To that high concept there can be no end save victory.” *From Congressional Record, 1941, Vol. 87, Pt. I. 

To further clarify the issue and questions raised on this thread I will paste here some additional factual history. 

On Thanksgiving Day, November 23, 1939, Franklin Roosevelt carved the turkey at the annual Thanksgiving Dinner at Warm Springs, Georgia, and wished all Americans across the country a Happy Thanksgiving. Unfortunately, his greeting went unanswered in some states; many Americans were not observing Thanksgiving on the same day as the President. Instead, they were waiting to carve their turkeys on the following Thursday because November 30th in many states was the official Thanksgiving Day. Two Thanksgivings? Why were Americans celebrating a national holiday on two different days? 

At the beginning of Franklin Roosevelt's presidency, Thanksgiving was not a fixed holiday; it was up to the President to issue a Thanksgiving Proclamation to announce what date the holiday would fall on. However, Thanksgiving was always the last Thursday in November because that was the day President Abraham Lincoln observed the holiday when he declared Thanksgiving a national holiday in 1863. Franklin Roosevelt continued that tradition, but he soon found that tradition was difficult to keep in extreme circumstances such as the Great Depression. His first Thanksgiving in office, 1933, fell on November 30th, the last day of the month, because November had five Thursdays that year. Since statistics showed that most people did not do their Christmas shopping until after Thanksgiving, business leaders feared they would lose money, especially during the Depression, because there were only 24 shopping days between Thanksgiving and Christmas. They asked Franklin Roosevelt to make Thanksgiving one week earlier. President Roosevelt ignored those concerns in 1933, but when Thanksgiving once again threatened to fall on the last day of November in 1939, FDR reconsidered the request and moved the date of Thanksgiving up one week. Thanksgiving 1939 would be held, President Roosevelt proclaimed, on November 23rd and not November 30th. 

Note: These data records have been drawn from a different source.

PR #648, opened 2023-08-03
646: Detect instance() expressions in notes and make them into outputs

### LINKED ISSUE #646: Detect instance() expressions in notes and make them into outputs
All versions

#### Problem description
If you put an instance() expression in a note such as `instance('stuff')/root/item[name=${thing}]/label`, it's not recognized by pyxform. The XML output will be something like `instance('stuff')/root/item[name=<output value=" /data/thing "/>]/label`. This means any secondary instance property to display must be stored in a calculate.

Put the expression above in a form. For example: https://docs.google.com/spreadsheets/d/1f1CN4o62T9m5IUIhaW3wS25ga1W9RNl6TFGktAQjMKY/edit#gid=0

#### Expected behavior
instance() expressions are also put in outputs.

Desired XML output: [instance_notes.xml.zip](https://github.com/XLSForm/pyxform/files/11900070/instance_notes.xml.zip)

We also will need to think of where best to document this pattern.

lindsay-stevens:
Closes #646

In a note label, users can show values or metadata for other form items using pyxform reference syntax e.g. ${q1}. If that reference was inside an instance call (e.g. to get the value of a secondary instance label), then the conversion would convert the pyxform token, but it should convert the whole expression.

New implementation works for pyxform references, and (nested) instance expressions with or without a pyxform reference (e.g. in a XPath predicate). It uses a similar approach to the detection of dynamic labels, where an expression lexer looks for certain grammar tokens or sequences. The lexer approach is useful here because a regex to accurately parse instance expressions is either quite complicated or not possible. Particularly considering the wide variety of XPath expressions that some users likely employ now via the workaround or will plan to after this fix.

Maybe at some stage this element of pyxform should be upgraded to use something like `pyparsing`. There is a fair amount of parsing in pyxform which could be consolidated. It may also allow for warning users of potentially invalid expressions. Example XPath parsing code with pyparsing found in projects [arelle](https://github.com/Arelle/Arelle/blob/4ac12d4999c596e7292a338eaa5b53d90a194ba5/arelle/formula/XPathParser.py) and [xpyth_parser](https://github.com/ekaats/xpyth_parser) which both happen to target XPath for XBRL purposes (no significance to XLSForm, just a coincidence).

This slots in to `survey.py` as an extra text processing layer within the existing pyxform reference replacement code, so the risk should be minimal. Obviously if there is a bug in this new code it may prevent form conversion.

It would probably be welcome news on the forum. It seems like it's something that otherwise users would assume should work.

### DIFF
--- a/pyxform/parsing/instance_expression.py
+++ b/pyxform/parsing/instance_expression.py
@@ -1,0 +1,127 @@
+import re
+from typing import TYPE_CHECKING, List, Tuple
+
+from pyxform.utils import BRACKETED_TAG_REGEX, EXPRESSION_LEXER, ExpLexerToken
+
+if TYPE_CHECKING:
+    from pyxform.survey import Survey
+    from pyxform.survey_element import SurveyElement
+
+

Changing the date of Thanksgiving seemed harmless enough, but in actuality proved quite controversial. It was so upsetting that thousands of letters poured into the White House once President Roosevelt announced the date change. Some retailers were pleased because they hoped the extra week of Christmas shopping would increase profits, but smaller businesses complained they would lose business to larger stores. Other companies that depended on Thanksgiving as the last Thursday of November lost money; calendar makers were the worst hit because they printed calendars years in advance and FDR made their calendars out of date for the next two years. Schools were also disrupted by Roosevelt's decision; most schools had already scheduled vacations and annual Thanksgiving Day football games by the time they learned of Thanksgiving's new date and had to decide whether or not to reschedule everything. Moreover, many Americans were angry that Roosevelt tried to alter such a long-standing tradition and American values just to help businesses make more money.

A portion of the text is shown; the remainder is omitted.